> _SUPPLIED MATERIAL_:
Issue #121, opened 2019-05-29
[Database] Add tables and attributes according to new schema plan


michellemtchai:
The design of the new schema follows the following diagram:
![image](https://user-images.githubusercontent.com/22383586/58597660-fdddbd80-8246-11e9-9ab7-948cd4e712dd.png)

PR #122, opened 2019-05-30
[Database] TAPP-121: Add tables and attributes according to new schema plan 

michellemtchai:
Please see issue #121 for details.


api/app/models/position.rb
```diff
@@ -13,11 +13,10 @@ class Position < ApplicationRecord
   has_many :assignments
   has_many :position_preferences
   has_many :applications, through: :position_preferences
+  has_one :position_data_for_ad
+  has_one :position_data_for_matching
 
 
-  validates_presence_of :course_code, :openings, :session
```
George334456, line 13: Is there a reason we're deleting these rails validations? I don't think we have the database validations for these either.

api/db/migrate/20190606151443_create_position_data_for_ads.rb
```diff
@@ -0,0 +1,14 @@
+class CreatePositionDataForAds < ActiveRecord::Migration[5.2]
+  def change
+    create_table :position_data_for_ads do |t|
```
George334456, line 3: Did we ever come to a conclusion on whether or not we should be on one singular position table or multiple position tables?

George334456 (commented):
Couple of comments, please respond to them.

Also, please start an issue for unit tests.

api/app/models/position.rb
michellemtchai: I deleted these validation because the columns used for the validation no longer exist. The new schema plan got rid of them, so I wasn't if the exact same constraints should apply to which attribute.

api/db/migrate/20190606151443_create_position_data_for_ads.rb
michellemtchai: @reidka mentioned in the meeting yesterday to separate position into multiple tables.

michellemtchai:
I've made a new issue #125 for the unit tests.

George334456 (approved):
Goooooooooooooooooooooooooooooooooooood stuff

Issue #123, opened 2019-06-06
[Database] Add gem to auto-generate ER diagram


michellemtchai:
`rails-erd` is a gem that can generate the ER diagram of the model without relying on external tools such as RubyMine (IDE) or other online tools. Furthermore, unlike `railroady`, which requires a separate command to generate the diagrams, this gem can be configured to auto-generate the diagram whenever `rake db:migrate` is called.

PR #124, opened 2019-06-06
Enhancement [Database]: Tapp-123: Add gem to auto-generate ER diagram

michellemtchai:
Please refer to Issue #123 for details.


api/Gemfile
```diff
@@ -61,6 +61,7 @@ group :development do
   # Spring speeds up development by keeping your application running in the background. Read more: https://github.com/rails/spring
   gem 'spring'
   gem 'spring-watcher-listen', '~> 2.0.0'
+  gem 'rails-erd'
```
George334456: Comment what this is for please.

michellemtchai: Do you mean comment on the file? Or do you mean comment on what it is used for? If it's the latter, I've already described the use in issue #123.

George334456: Sorry, comment in the file similar to the annotations.

michellemtchai: I've added the annotations.

michellemtchai:
I've rebase with `master` to create the output with the ER diagram of the latest schema.

dingtaoliu:
Since we are adding the generated diagram to version control, should we be generating new diagrams everytime migrations are run?

michellemtchai:
Is this about the situation when two PRs conflict or something(?) We shouldn't be changing the schema too much after PR #126. Can you elaborate on the problem with using version control on the new diagram? I'm a bit confused about the main part of your concern.

dingtaoliu:
If we version control the diagram, we want it to represent the current schema.  My concern is that if we add new migrations, would the existing diagram in the repo be outdated?  Should we generate new diagrams for each PR that involve migrations?

michellemtchai:
The main reason why I chose this gem was because the diagram is generated every time `rake db:migrate` is called. The diagram generation is automatic. There's no need to run a separate command to update the diagram each time. It does so on its own.

dingtaoliu:
That's perfect, I'm good to merge this in.

PR #133, opened 2019-06-13
Use `docker-compose.override.yml` for dev environment

siefkenj:
Docker will automatically pull in `docker-compose.yml`
	and `docker-compose.override.yml` when running `docker-compose
	up`. The default for `docker-compose up` should be to start
	the development environment.

	Also fixes a bug due to the an old `I18n` configuration.

### DIFF
--- a/README.md
+++ b/README.md
@@ -2,9 +2,9 @@
 TA application, assignment, and matching.
 
 ## Contributing
-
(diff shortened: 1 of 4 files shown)


George334456 (approved):
Looks good to me.

PR #141, opened 2019-06-18
Change default api port from 3000 to 3023

siefkenj:
The api is currently served on port 3000, which is the default port for create-react-app and so it will conflict with other apps being developed on the same computer. 3023 is a random port that no body else uses (to my knowledge).


George334456 (approved):
Looks good to me.

Issue #128, opened 2019-06-08
[Frontend] Add positions list to the applications component folder 


dingtaoliu:
When a student wants to apply for TA positions, they need to fill out an application form and select course preferences.  As part of a previous PR (https://github.com/uoft-tapp/tapp/pull/97), Yifang has created a modified positions list that has a drop down for preference selection.  This component currently has its own separate redux store, but we want the preference selection component and the application form to share the same redux store so that when the application form is submitted, the course preferences can be sent in the same request.  

To do this, we can:
  1) move the components in applicant positions into the application directory 
  2) move and combine the redux actions and reducer from applicant positions with the actions 
  and reducer in application
  3) connect the redux store in application to the components moved over from applicant 
  positions

You may want to change the name of the component 'PositionsApplied' to something that reflects a list of position advertisements.

PR #148, opened 2019-06-20
[Frontend] Refactor positions list to the applications

jacobljh:
Please see #128 and #145 for details

Refactor positions applied to applicants so that one application is associated with all the positions applied with preference level and the applicant's info.


frontend/src/modules/application/actions.js
```diff
@@ -1,10 +1,14 @@
...
 import { error, success  } from "react-notification-system-redux"
 import { errorProps } from "../notifications/constants"
 
 // an action generator function that returns an action object
 export const updateField = data => ({ type: UPDATE_FIELD, data })
 
+// action used by applicant form view
 export const createNewApplication = payload => async dispatch => {
     const res = await fetch("/api/v1/applicants", {
         method: "POST",
```
siefkenj: We need to add the credential sending to this request. Once Shibboleth is activated, all requests sent without credentials will fail.

frontend/src/modules/application/actions.js
```diff
@@ -24,4 +28,17 @@ export const createNewApplication = payload => async dispatch => {
...
     }
-}
\ No newline at end of file
+}
+
+// action used by applicant positions view
+export const fetchPositionsSuccess = payload => ({ type: FETCH_POSITIONS_SUCCESS, payload })
+export const fetchPositions = () => async dispatch => {
+    const res = await fetch("/api/v1/positions")
+    const data = await res.json()
```
siefkenj: This needs to be in a `try .. catch` block. `await` turns failed promises into thrown errors.

frontend/src/modules/application/actions.js
```diff
@@ -24,4 +28,17 @@ export const createNewApplication = payload => async dispatch => {
...
         }
     }
-}
\ No newline at end of file
+}
+
+// action used by applicant positions view
+export const fetchPositionsSuccess = payload => ({ type: FETCH_POSITIONS_SUCCESS, payload })
+export const fetchPositions = () => async dispatch => {
+    const res = await fetch("/api/v1/positions")
```
siefkenj: Credentials.

frontend/src/modules/application/actions.js
```diff
@@ -24,4 +28,17 @@ export const createNewApplication = payload => async dispatch => {
...
+    const data = await res.json()
+    if (res.status === 200) {
+        dispatch(fetchPositionsSuccess(data))
```
siefkenj: Wouldn't it be better to await the JSON in here after you know the fetch was a success?

frontend/src/modules/application/actions.js
```diff
@@ -33,10 +33,18 @@ export const createNewApplication = payload => async dispatch => {
...
+    } catch(err) {
+        alert(err);
+    }
     if (res.status === 200) {
-        dispatch(fetchPositionsSuccess(data))
+        try{
+            const data = await res.json()
+            dispatch(fetchPositionsSuccess(data))
+        } catch(err) {
+            alert(err);
```
siefkenj: Don't use `alert`. You should be dispatching any errors

frontend/src/modules/application/actions.js
```diff
@@ -33,10 +33,18 @@ export const createNewApplication = payload => async dispatch => {
 // action used by applicant positions view
 export const fetchPositionsSuccess = payload => ({ type: FETCH_POSITIONS_SUCCESS, payload })
 export const fetchPositions = () => async dispatch => {
-    const res = await fetch("/api/v1/positions")
-    const data = await res.json()
+    try{
```
siefkenj: Run your code through `prettier`. There should be a space before `{`

frontend/src/modules/application/actions.js
```diff
@@ -33,10 +33,18 @@ export const createNewApplication = payload => async dispatch => {
...
+        var res = await fetch("/api/v1/positions")
```
siefkenj: We need to send credentials with every `fetch` otherwise it will fail when shibboleth is active.

siefkenj (commented):
See if you can remove `erd.svg` from your PR. It gets rebuilt automatically, and it will be annoying to have merge conflicts because of it...

Issue #150, opened 2019-06-26
[Database] remove preference_level from schema


michellemtchai:
Remove the preference_level table from the database schema.

Issue #147, opened 2019-06-19
[Backend] Update schema for missing fields


George334456:

michellemtchai:
`nag_count` and `email_count` needs to be added to offers table.

PR #151, opened 2019-06-26
[Database] fix errors in schema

> _BRIEF_:
Repeat the data word for word, starting at its first line and stopping after the line that contains "George334456, line 13: Is".

> _WRITTEN SOLUTION_:
Issue #121, opened 2019-05-29
[Database] Add tables and attributes according to new schema plan


michellemtchai:
The design of the new schema follows the following diagram:
![image](https://user-images.githubusercontent.com/22383586/58597660-fdddbd80-8246-11e9-9ab7-948cd4e712dd.png)

PR #122, opened 2019-05-30
[Database] TAPP-121: Add tables and attributes according to new schema plan 

michellemtchai:
Please see issue #121 for details.


api/app/models/position.rb
```diff
@@ -13,11 +13,10 @@ class Position < ApplicationRecord
   has_many :assignments
   has_many :position_preferences
   has_many :applications, through: :position_preferences
+  has_one :position_data_for_ad
+  has_one :position_data_for_matching
 
 
-  validates_presence_of :course_code, :openings, :session
```
George334456, line 13: Is there a reason we're deleting these rails validations? I don't think we have the database validations for these either.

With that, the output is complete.